Case Study
View Case StudyTray.ai
Migrating hundreds of thousands of pages, re-platforming and extending for the leading composable AI integration platform

From Dato CMS to Craft CMS
Key pain points
DatoCMS gives all the vibes of Prismic, but is somehow less flexible. It can feel like a glorified drag-and-drop schema builder. The moment you want to do anything mildly custom, the walls start closing in. And yes, the pricing stings. It scales fast, which is great for Dato, not so great for anyone trying to run a startup without selling a kidney.
The ecosystem is small, the extensions are thin, and deeper customisation often turns into “well, I guess we’re building that ourselves.” There’s no real visual editor, no guardrails for inactive billing, and once your project grows, you quickly realise drag-and-drop doesn’t magically give you validation or extensibility. If you need something genuinely custom or long-term scalable, there are better choices. Just contact us before you start one of the most expensive journeys.

Limited customisation options
DatoCMS hits a ceiling fast if you need deeply custom logic. The drag-and-drop model is convenient, but it doesn’t give you the freedom a code-first setup would.

Pricing based on traffic
Costs scale with usage, which can get painful quickly for growing sites. Traffic spikes = surprise bills.

Steeper learning curve
While the UI is simple, the API-driven side demands more technical understanding. Non-developers may struggle once things get complex.

Need for additional plugins
Out-of-the-box features only go so far. More advanced workflows often require plugins or custom development to bridge gaps.

Limited feature set scalability
Great for small–mid projects, but larger, more demanding setups can outgrow what DatoCMS offers out of the box.

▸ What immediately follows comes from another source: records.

PR #658, opened 2015-10-16
Update WebKit to r191173

Constellation:
- Improve TypedArray
- Improve ES6 class and super


kangax:
@Constellation please don't forget to update revision as well!

PR #659, opened 2015-10-17
Update WebKit to r191235

Constellation:
- Implement `String.prototype.normalize`. Now String.prototype methods are complete.


ljharb:
Please update the revision number on line 366 as well.

Constellation:
Rebaseline :)

PR #665, opened 2015-10-19
Detach/attach subtests HTML Nodes and click event delegation

shospodarets:
Instead of CSS show/hide added detach/attach JS mechanism to subtests rows.
Also provided click delegation (instead of adding click even listener to each subtest row now it's one global click listener).

**Results**
Before:
Alt Text
Alt Text

After:
Alt Text
Alt Text

### DIFF
--- a/master.css
+++ b/master.css
@@ -155,6 +155,11 @@ table.one-selected td.selected {
     left: 1px;
     top: 1px;
 }
+.supertest.is-open .folddown {
+    -webkit-transform: rotate(90deg);
+    -ms-transform: rotate(90deg);
+    transform: rotate(90deg);
+}
 .subtest td:first-child {
   padding-left: 1.2em;
   font-style: italic;
@@ -162,6 +167,9 @@ table.one-selected td.selected {
 .subtest {
   font-size: 0.8em;
   display:none;
+}
+.js-applied .subtest {
+    display: table-row;
 }
 .subtest td.yes, .subtest td.no, .subtest td.strict {
   border-left: solid 5px #eee;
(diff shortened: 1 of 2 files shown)


ljharb:
http://caniuse.com/#search=transform doesn't work in IE 8 - how does this gracefully degrade in the older browsers that are indeed used to verify results for the compat table?

Perhaps a better initial step is to use event delegation - ie, bind 1 listener instead of N - and leave the logic in JS?

shospodarets:
Hey @ljharb.
It sounds very funny as that code was added about one year ago by @webbedspace in commit- https://github.com/kangax/compat-table/commit/22c1261c47f96ddef825cac0dd7cd87fa5ab003b
I just moved that code from [JS](https://github.com/malyw/compat-table/commit/36aa269112dbb6c659e8d127194f4d141f6a5157#diff-540574eb492134e4ba7f18f9b863e9d8L99)  to [CSS](https://github.com/malyw/compat-table/commit/36aa269112dbb6c659e8d127194f4d141f6a5157#diff-e6bd4811679b4fe024a3d5fb7632e032R161) as it's not a good practice to apply such styles in JS (separation of concerns).

Not sure about the level of old browser support for this project, but no complains during one year 😏

BTW, event delegation is actually used instead of previous binding clicks to each row.

webbedspace:
`transform`'s support is a non-issue because its only purpose is to rotate the dropdown triangle 90 degrees, which has no bearing on the ability of the table to display the results.

ljharb:
good call 👍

Potential integration issues
Certain frameworks and tools need careful configuration, and edge cases appear more often than you’d expect in more mature CMS ecosystems.
Key advantages
Craft CMS is one of those platforms we genuinely respect from a developer standpoint. The content modelling is best-in-class for a traditional CMS. You define sections, entry types, and fields with real precision, and the authoring experience maps cleanly to the underlying data structure. If your content team needs a CMS that actually reflects how the site is built, Craft delivers that better than most. The Twig templating layer is clean and predictable, and the admin UI is fast and intuitive once editors get past the initial learning curve.
Where Craft really shines is in the middle ground between simple marketing sites and full-blown enterprise builds. It's flexible enough to handle complex content architectures without the bloat of something like WordPress, and the built-in GraphQL API means you can use it headless if you want to pair it with a modern frontend. The plugin ecosystem is smaller but noticeably higher quality than what you'd find in WordPress, and the Composer-based workflow means your whole project can live in version control properly.
We've seen agencies build genuinely impressive work on Craft, especially for content-heavy sites where editorial workflows matter. If your team includes developers and you want a CMS that rewards careful architecture, Craft is a solid choice. It's not trying to be everything to everyone, and that focus shows.
That said, we'd typically recommend a headless CMS like Sanity for most of the projects we take on. Craft is at its best when you're comfortable with PHP and want a tightly integrated traditional or hybrid setup. If you're building on Next.js or a modern JavaScript stack, you'll find more natural fits elsewhere.

Exceptional content modelling
Craft's field and section system gives you precise control over your content structure. You can model complex relationships between content types without fighting the CMS.

Clean authoring experience
The admin panel is fast, well-organized, and maps directly to how content is structured. Editors can work efficiently once they understand the layout.

Built-in GraphQL API
Craft ships with a native GraphQL API, so you can use it headless without plugins or workarounds. It's deeply integrated and well-documented.

Composer-based modern workflow
Everything is managed through Composer, so your project, plugins, and dependencies all live in version control. Deployments through CI/CD pipelines work smoothly.

Higher quality plugin ecosystem
The plugin store is smaller than WordPress but the quality bar is noticeably higher. Plugins are better maintained and less likely to break your site on update.

Granular user permissions
Built-in role and permission management is detailed and flexible. You can lock down exactly what each editor can see and do without needing third-party plugins.